> _TASK ITEM_: In the listing below, find every line containing "from" and copy it out.

● ● ● ●

PR #848, opened 2015-02-09
Feature/keyword prototypes

veryrusty:
This is an alternative to #792. The main differences are:
  * keyword prototypes are "optional", well, the default is undef. There are some that consider *prototypes to be evil*.. I prefer this default.
  * the prototype is applied to the keywords coderef via `Scalar::Util::set_prototype`. This avoids eval of the code strings, but does require perl 5.8.1+
  * keywords registered from plugins may also have a prototype applied.

"Old style" plugins that `use Dancer2; use Dancer2::Plugin;` don't break. When the subs with the deprecation warning redefines the imports from Dancer2, we copy the existing prototype for those coderefs.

● ● ● ●

> _SOLVED PROBLEM_:
  * keywords registered from plugins may also have a prototype applied.
"Old style" plugins that `use Dancer2; use Dancer2::Plugin;` don't break. When the subs with the deprecation warning redefines the imports from Dancer2, we copy the existing prototype for those coderefs.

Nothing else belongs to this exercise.